Vector DB

Storage and similarity search for embeddings. Most of the engineering decisions here are about scale — pick the simplest one that fits the corpus and move when you have to.

AI

A vector DB stores embeddings and answers similarity queries fast. A document gets embedded once, into a vector. Thousands of documents make thousands of vectors. When the agent needs context for a query, it embeds the query into a vector and asks the DB for the nearest matches. That's the entire purpose.

Most of the engineering decisions around a vector DB are about scale. At a few thousand vectors, you can hold the whole corpus in memory and brute-force the search — every query touches every vector and the cost is negligible. At a few million, brute force collapses and you need approximate nearest-neighbor indexing — HNSW, IVF, the rest. At a few billion, you need infrastructure that doesn't fit on one box.
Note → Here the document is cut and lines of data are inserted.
PR #1477, opened 2020-07-29
UnixPB: Fix path variable for cmake on rhel6

Haroon-Khel:
Despite it being there from the gcc_48 role in the playbook, the system cannot detect gcc-4.8.5 on the machine when building cmake during the `cmake` role, resulting in the error:
```
        "C compiler on this system is: gcc       ",
        "---------------------------------------------",
        "Error when bootstrapping CMake:",
        "Cannot find a C++ compiler supporting C++11 on this system.",
```
Placing the included PATH variable before ./configure seems to have fixed this.

I received this error on two different rhel 6 machines, and this fix worked for both of them.

### DIFF
--- a/ansible/playbooks/AdoptOpenJDK_Unix_Playbook/roles/cmake/tasks/main.yml
+++ b/ansible/playbooks/AdoptOpenJDK_Unix_Playbook/roles/cmake/tasks/main.yml
@@ -48,7 +48,7 @@
 
 # NOTE: PATH setting is for RHEL6/CentOS6 since gcc 4.4.7 is not C++11 compliant
 - name: Running ./configure & make for cmake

I run pgvector on a small Postgres instance for the wiki. The corpus is in the thousands, not the millions; brute-force is fine; the operational simplicity of using the database I already run trumps the marginal performance of a dedicated vector store. If the wiki crossed a hundred thousand entries, I'd reconsider — Qdrant or LanceDB would be the natural step up.

The temptation in this space is to over-engineer. There's a parade of vendors claiming a vector DB is the most important infrastructure decision an AI app makes. It usually isn't. The most important decision is what's in the corpus — see RAG. The vector DB is the index on top of the asset; the index can be primitive and the system still works.

Pick the simplest one that fits the corpus size. Move when you have to.